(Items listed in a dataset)

-- Opening Marker --

PR #263, opened 2020-02-28
Add a linter to this project

ondrejbudai:
I would like to introduce linting of our Go code in the project. I think this could help us to detect some errors before the merge button is pressed. I chose golangci-lint as our linter as it's a popular project used by many big projects (podman, openshift), and it aggregates multiple Go linters so more errors can be caught. To demonstrate its functionality, I run it on the current master. Then, I chose one example for each error type. The results are here:

### errcheck (45 cases)
```
errcheck in cmd/osbuild-tests/main.go:
Error return value of `cmd.Start` is not checked:
	cmd.Start()
```

There are 45 cases of unchecked errors in our code. It's surely annoying to do the check every time (in some cases god bless exceptions) but without any checking of errors we will never know about them. I think we should always react - if it's clearly programming mistake, let's panic. If it's something minor, pass it to the caller or log it. However, never let it escape!

### gosimple/S1002 (4 cases)
```
gosimple in cmd/osbuild-tests/main.go:
S1002: should omit comparison to bool constant, can be simplified to `!reply.Status`:
	if reply.Status != true {
```

A stylistic thing, I think it makes reading code easier.

### gosimple/S1004 (4 cases)
```
gosimple in internal/osbuild/source_test.go:
S1004: should use !bytes.Equal(gotBytes, tt.args.data) instead:
			if bytes.Compare(gotBytes, tt.args.data) != 0 {
```

I think this is very reasonable.

### gosimple/S1005 (3 cases)
```
gosimple in internal/common/types.go:
S1005: should omit value from range; this loop is equivalent to `for k := range ...`:
	for k, _ := range mapping {
```

This might be a bit annoying, I'm not sure about it but I decided to fix it, there are just 3 cases.

### gosimple/S1011 (2 cases)
```
gosimple in internal/weldr/api.go:
S1011: should replace loop with `repos = append(repos, api.distro.Repositories(api.arch)...)`:
	for _, repo := range api.distro.Repositories(api.arch) {
```

Very reasonable.

### gosimple/S1028 (1 case)
```
gosimple in cmd/osbuild-worker/main.go:
S1028: should use fmt.Errorf(...) instead of errors.New(fmt.Sprintf(...)):
		return nil, errors.New(fmt.Sprintf("couldn't create job, got %d: %s", response.StatusCode, r))
```

Nice catch, gosimple is trying to teach you how to use Go more efficiently.

### govet/composites (22 cases)
```
govet in internal/distro/fedora30/distro.go:
composites: `github.com/osbuild/osbuild-composer/internal/osbuild.ChronyStageOptions` composite literal uses unkeyed fields:
		p.AddStage(osbuild.NewChronyStage(&osbuild.ChronyStageOptions{ntpServers}))
```

According to govet it should be:
```
        p.AddStage(osbuild.NewChronyStage(&osbuild.ChronyStageOptions{Timeservers: ntpServers}))
```
This rule is about not specifying the names of fields when initializing structs. I decided to **turn it off**, I think in a lot of cases it's actually better to omit a field name, so the code can be shorter and easier to read.

### ineffassign (1 case)
```
ineffassign in internal/weldr/api.go:
ineffectual assignment to `err`:
	packages, checksums, err := api.rpmmd.Depsolve(...)
	if err != nil {
		return nil, nil, nil, err
	}

	buildPackages := []rpmmd.PackageSpec{}
	if outputType != "" {
		buildSpecs, err := api.distro.BuildPackages(arch)
		if err != nil {
			return nil, nil, nil, err
		}
		buildPackages, _, err = api.rpmmd.Depsolve(...) <<< HERE IS THE ERROR
	}

	return packages, buildPackages, checksums, err
```

This is a rather interesting catch. One might think that the error from the last depsolve gets returned by the last return statement. However, that's not true! `buildSpecs, err := api.distro.BuildPackage(arch)` creates a new `err` variable which shadows the one from outer scope. Therefore, the depsolve error is just thrown away when the if block is left, and `err` with the value of `nil` is returned.

Another example from the past (I fixed it when firstly playing with linting):

```
ineffassign in internal/distro/fedora30/distro.go:
ineffectual assignment to `enabledServices`:
        enabledServices = append(enabledServices, s.Enabled...)
        enabledServices = append(disabledServices, s.Disabled...)
```

Yeah, this is a clear bug!

### deadcode (1 case)
```
deadcode in internal/jobqueue/job.go:
`runCommand` is unused (deadcode):
    func runCommand(command string, params ...string) error {
```

It's nice not to have any dead code, right?

## Full log
https://gist.github.com/ondrejbudai/5697c4ace57ec5024d48f1a30c55bfc4

## Can you lint the past?
Yes, you can! I decided it would be awesome to lint not only the current master but every commit in the master branch. Surprisingly for me, the code in many commits cannot be built (and therefore linted). Fair amount of PRs have broken code prior the last commit. Is that bad? I don't know.

Overall, the results were better than expected - I didn't find any other kind of errors than those currently in master. There were about 8 cases of `ineffassign`, many of them clear bugs. Now, we will be able to detect them with proper linting on CI! Otherwise, nothing major appeared, apparently we are great coders!

## Outcome of this PR
- I created Github workflow with golangci-lint
- I fixed all the errors or turn off the violated rule

  In the end I decided only to turn off the `govet/composites` rule because I find it a bit annoying.

  The error handling - yeah, it's not fun, but I think it's worth catching as many errors as possible and not letting them escape. With the `common.PanicError()` helper it's not that bad.

I'm open to discussions! Also, we may want to squash all those fix commits, I just want to be able to revert a fix simply if requested.

### DIFF
--- a/.github/workflows/lint.yml
+++ b/.github/workflows/lint.yml
@@ -1,0 +1,32 @@
+name: Lint
+
+# NOTE(mhayden): Restricting branches prevents jobs from being doubled since
+# a push to a pull request triggers two events.
+on:
+  pull_request:
+    branches:
+      - "*"
+  push:
+    branches:
+      - master
+
+jobs:
+  lint:
+    name: Lint
+    runs-on: ubuntu-latest
+    steps:
+
+      - name: Set up Go 1.13
+        uses: actions/setup-go@v1
+        with:
+          go-version: 1.13
+        id: go
+
+      - name: Check out code into the Go module directory
+        uses: actions/checkout@v1
+
+      - name: Install golangci-lint
+        run: curl -sfL https://raw.githubusercontent.com/golangci/golangci-lint/master/install.sh| sh -s -- -b $(go env GOPATH)/bin v1.23.7
+
+      - name: Run golangci-lint
+        run: $(go env GOPATH)/bin/golangci-lint run
--- a/.golangci.yml
+++ b/.golangci.yml
@@ -1,3 +1,9 @@
+linters-settings:
+  govet:
+    disable:
+      - shadow # default value recommended by golangci
+      - composites
+
 issues:
   # Maximum issues count per one linter. Set to 0 to disable. Default is 50.
   max-issues-per-linter: 0
--- a/.golangci.yml
+++ b/.golangci.yml
@@ -1,0 +1,6 @@
+issues:
+  # Maximum issues count per one linter. Set to 0 to disable. Default is 50.
+  max-issues-per-linter: 0
+
+  # Maximum count of issues with the same text. Set to 0 to disable. Default is 3.
+  max-same-issues: 0
--- a/cmd/osbuild-composer/main.go
+++ b/cmd/osbuild-composer/main.go
@@ -91,7 +91,10 @@ func main() {
 	jobAPI := jobqueue.New(logger, store)
 	weldrAPI := weldr.New(rpm, common.CurrentArch(), distribution, logger, store)
 
-	go jobAPI.Serve(jobListener)
+	go func() {
+		err := jobAPI.Serve(jobListener)
+		common.PanicOnError(err)
+	}()
 
 	// Optionally run RCM API as well as Weldr API
 	if rcmApiListeners, exists := listeners["osbuild-rcm.socket"]; exists {
@@ -124,9 +127,16 @@ func main() {
 			}
 
 			listener := tls.NewListener(listener, tlsConfig)
-			go jobAPI.Serve(listener)
+			go func() {
+				err := jobAPI.Serve(listener)
+				common.PanicOnError(err)
+			}()
 		}
 	}
 
-	weldrAPI.Serve(weldrListener)
+	go func() {
+		err := weldrAPI.Serve(weldrListener)
+		common.PanicOnError(err)
+	}()
+
 }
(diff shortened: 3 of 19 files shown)


.github/workflows/lint.yml
```diff
@@ -0,0 +1,32 @@
...
+        uses: actions/setup-go@v1
+        with:
+          go-version: 1.13
+        id: go
+
+      - name: Check out code into the Go module directory
+        uses: actions/checkout@v1
+
+      - name: Install golangci-lint
+        run: curl -sfL https://raw.githubusercontent.com/golangci/golangci-lint/master/install.sh| sh -s -- -b $(go env GOPATH)/bin v1.23.7
```
teg: Is there a way to install this using a package manager?

ondrejbudai: I think it isn't. However, is it a better option? `curl` into pipe is a bit ugly and can be dangerous but not on a CI environment which just gets deleted after finished. Additionally, versioning of the lint tool is much easier (you know the story about Fedora and keeping just two versions of packages in the repos). I think I don't mind the current installation method.

There's option to use a pre-built container from dockerhub. This might a bit better but I kinda disliked the idea of downloading a whole container to do linting.

teg: I think the most important thing is to pin the version, which this seems to do, so I'm convinced.

PR #264, opened 2020-03-02
spec: move worker-related service units to worker sub-package

ondrejbudai:
Prior this commit installing the worker sub-packages shows the following
warning:

Failed to preset unit: Unit file osbuild-worker@.service does not exist.

Moving the unit file to the sub-package fixes it.


msehnout:
Just curious: do we want to have the ability to install worker separately?

ondrejbudai:
Yes, in the case of remote workers it doesn't make much sense to install the whole osbuild-composer on the target machine.

PR #268, opened 2020-03-02
Minor cleanup in distro package

larskarlitski:
See individual commits. Tried to follow golang conventions a bit more: renaming a function, returning errors instead of panicking in a library, etc.

### DIFF
--- a/internal/distro/distro.go
+++ b/internal/distro/distro.go
@@ -70,15 +70,18 @@ type Registry struct {
 	distros map[common.Distribution]Distro
 }
 
-func WithSingleDistro(dist Distro) *Registry {
+func NewRegistry(distros ...Distro) *Registry {
 	reg := &Registry{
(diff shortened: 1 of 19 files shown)


internal/distro/distro.go
```diff
@@ -74,51 +74,45 @@ func NewRegistry(distros ...Distro) *Registry {
...
-		panic("a distro with this name already exists: " + distro.Name())
-	}
-	r.distros[distroTag] = distro
+	return NewRegistry([]Distro{
+		f30,
+		f31,
+		f32,
+		el81,
+		el82,
+	}...,)
```
dvdhrm: Is that syntax intentional? Why not:

```go
return NewRegistry(f30, f31, f32, el81, el82)
```

larskarlitski: Oh dear. There's no excuse I'm afraid.

Thanks for catching that. Fixed it.

PR #269, opened 2020-03-03
distribution: set CACHE_DIRECTORY in the .service file

larskarlitski:
systemd >= 240 sets this variable to `/var/cache/` + the value of
CacheDirectory. osbuild-composer must run on earlier versions though
(specifically RHEL 8.2).

### DIFF
--- a/distribution/osbuild-composer.service
+++ b/distribution/osbuild-composer.service
@@ -13,5 +13,8 @@ WorkingDirectory=/usr/libexec/osbuild-composer/
 User=_osbuild-composer
 Restart=on-failure
 
+# systemd >= 240 sets this, but osbuild-composer runs on earlier versions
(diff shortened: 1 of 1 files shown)


distribution/osbuild-composer.service
```diff
@@ -13,5 +13,8 @@ WorkingDirectory=/usr/libexec/osbuild-composer/
 User=_osbuild-composer
 Restart=on-failure
 
+# systemd >= 240 sets this, but osbuild-composer runs on earlier versions
+Environment="CACHE_DIRECTORY=/var/cache/osbuild-composer"
```
msehnout: Is it ok to leave both this and the `CacheDirectory` directive?

larskarlitski: Yes. systemd overrides `CACHE_DIRECTORY` when `CacheDirectory=` is set.

PR #390, opened 2020-03-24
Add integration tests for projects and modules

bcl:


internal/weldrcheck/modules_test.go
```diff
@@ -0,0 +1,78 @@
...
+	require.Nil(t, api, "GetModulesInfo failed: %#v", api)
+	require.True(t, len(modules) == 1, "Not enough modules returned: %#v", modules)
+}
+
+// Get info on two specific modules
+func TestTwoModuleInfoV0(t *testing.T) {
+	modules, api, err := client.GetModulesInfoV0(testState.socket, "bash,tmux")
+	require.NoError(t, err)
+	require.Nil(t, api, "GetModulesInfo failed: %#v", api)
+	require.True(t, len(modules) == 2, "Not enough modules returned: %#v", modules)
```
atodorov: Could have used `require.Equal(t, 2, len(modules))` as well. It is a bit more expressive.

PR #391, opened 2020-03-24
Document when to panic

larskarlitski:
There was a long discussion about when to `panic` today. I've tried capturing the output in `docs/errors.md`. The idea is to add more rules to this document as we make them.

I've also added a couple of commits that change existing code to use these new rules.

### DIFF
--- a/cmd/osbuild-pipeline/main.go
+++ b/cmd/osbuild-pipeline/main.go
@@ -141,7 +141,7 @@ func main() {
 		}
 		bytes, err = json.Marshal(rpmMDInfo)
 		if err != nil {
-			panic("could not marshal rpmmd struct into JSON")
+			panic(err)
 		}
 	} else {
 		manifest, err := imageType.Manifest(blueprint.Customizations, repos[arch.Name()], packageSpecs, buildPackageSpecs, imageType.Size(0))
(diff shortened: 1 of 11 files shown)


dvdhrm:
Just because I happened to think of it, there is a very nice writeup about error-handling by `Joe Duffy`, a Microsoft researcher who managed the `Midori` project some years ago (one of their research operating systems):

    http://joeduffyblog.com/2016/02/07/the-error-model/

The entire series is available here:

    http://joeduffyblog.com/2015/11/03/blogging-about-midori/

Just in case someone is interested. I found this entire series to be a very great read.

ondrejbudai:
I very much like the document!

However, I just realized there may be a slight issue with panicking when `json.NewEncoder(writer).Encode(reply)` errors.

If `writer` is `http.ResponseWriter`, it's possible that we're actually writing to a tcp stream. If a network fail occurs, this could crash composer. However, I'm not really sure about this - networking is hard.

If we have a public version of osbuild-composer and my thoughts are true, this could lead to osbuild-composer crash everytime a network drop occurs. Or if someone decides to mess with us... 🦹

larskarlitski:
> However, I just realized there may be a slight issue with panicking when `json.NewEncoder(writer).Encode(reply)` errors.

You are completely right of course. Good catch!

I don't know what we want to do in these situations (ignore the error? log?). I've dropped these hunks from this PR, because it is unrelated to this PR.

ondrejbudai:
I think we should log them, just so we know that they happen. Also, we should remove the encoding panics in `weldr/api`.

PR #392, opened 2020-03-25
worker: move ComposerClient to jobqueue and defaults to unit files

larskarlitski:
See individual commits.

More is coming for `jobqueue.Client` if people think this it the right direction. This is a good first chunk that's ready for review.

It changes how `osbuild-worker`'s command line arguments. I don't think we treat those as stable API, right?

### DIFF
--- a/cmd/osbuild-worker/main.go
+++ b/cmd/osbuild-worker/main.go
@@ -23,6 +23,7 @@ const RemoteWorkerPort = 8700
 
 type ComposerClient struct {
 	client   *http.Client
+	scheme   string
 	hostname string
 }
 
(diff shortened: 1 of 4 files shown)


larskarlitski:
Rebased because of conflicts I introduced with https://github.com/osbuild/osbuild-composer/pull/391

cmd/osbuild-worker/main.go
```diff
@@ -55,32 +56,33 @@ func createTLSConfig(config *connectionConfig) (*tls.Config, error) {
...
+func NewClient(remoteAddress string, conf *tls.Config) *ComposerClient {
+	client := &http.Client{
+		Transport: &http.Transport{
+			TLSClientConfig: conf,
+		},
 	}
 
-	// plain non-encrypted connection
-	return net.Dial("unix", "/run/osbuild-composer/job.socket")
+	var scheme string
```
teg: What's the logic here? When are we meant to use http and when https, and why was it ok to hardcode to http before this patch?

larskarlitski: We hard-coded the tls config when connecting before. One of the patches changes that to set the config on Transport and let the library to its magic. It only does that magic for `https`, though. I think it's the more correct thing to do regardless.

Would you like to have this explained in a commit message? Sorry I forgot that.

teg: Ah, yes, of course. Thanks!

PR #393, opened 2020-03-25
tools/image-info: fix running the tool on Fedora 32

ondrejbudai:
see the individual commits


ondrejbudai:
I added two more commits:
- the first one fixes `image-info`, so it doesn't contain duplicate entries in services anymore
- the second one has regenerated test cases

PR #394, opened 2020-03-25
Add source tests for deleting user-defined & system wide repositories

atodorov:
Between the existing sanity tests and this PR the behavior documented in #315 is covered.

### DIFF
--- a/internal/client/source_test.go
+++ b/internal/client/source_test.go
@@ -187,7 +187,7 @@ func TestGetSourceInfoV0(t *testing.T) {
 func UploadUserDefinedSources(t *testing.T, sources []string) {
 	for i := range sources {
 		source := strings.Replace(sources[i], "REPO-PATH", testState.repoDir, 1)
-		resp, err := client.PostJSONSourceV0(testState.socket, source)
+		resp, err := PostJSONSourceV0(testState.socket, source)
 		require.NoError(t, err, "POST source failed with a client error")
 		require.True(t, resp.Status, "POST source failed: %#v", resp)
 	}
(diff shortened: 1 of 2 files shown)


atodorov:
@bcl can you take a look at this ? Should be OK to merge. Thanks.

bcl:
Let's wait until PR #404 is merged, then rebase it and make sure it works as a unit test as well.

internal/client/source_test.go
```diff
@@ -183,3 +187,92 @@ func TestGetSourceInfoV0(t *testing.T) {
...
+func TestDeleteSystemSourcesV0(t *testing.T) {
+	hostDistroName, err := distro.GetHostDistroName()
+	hostArch := common.CurrentArch()
+	require.NoError(t, err)
+
+	// note: this is an integration test and it expects osbuild-composer to be installed
+	// that's why we search for repositories configuration in system wide directories!
+	repoMap, err := rpmmd.LoadRepositories([]string{"/etc/osbuild-composer", "/usr/share/osbuild-composer"}, hostDistroName)
+	require.NoError(t, err, "rpmmd.LoadRepositories: %v", err)
+	require.GreaterOrEqual(t, len(repoMap[hostArch]), 1)
```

-- Closing Marker --

WHAT YOU NEED TO DO: Find the word "ntpServers" in the entries above. Copy every line that has it.

ANSWER TO THE PROBLEM:
		p.AddStage(osbuild.NewChronyStage(&osbuild.ChronyStageOptions{ntpServers}))
        p.AddStage(osbuild.NewChronyStage(&osbuild.ChronyStageOptions{Timeservers: ntpServers}))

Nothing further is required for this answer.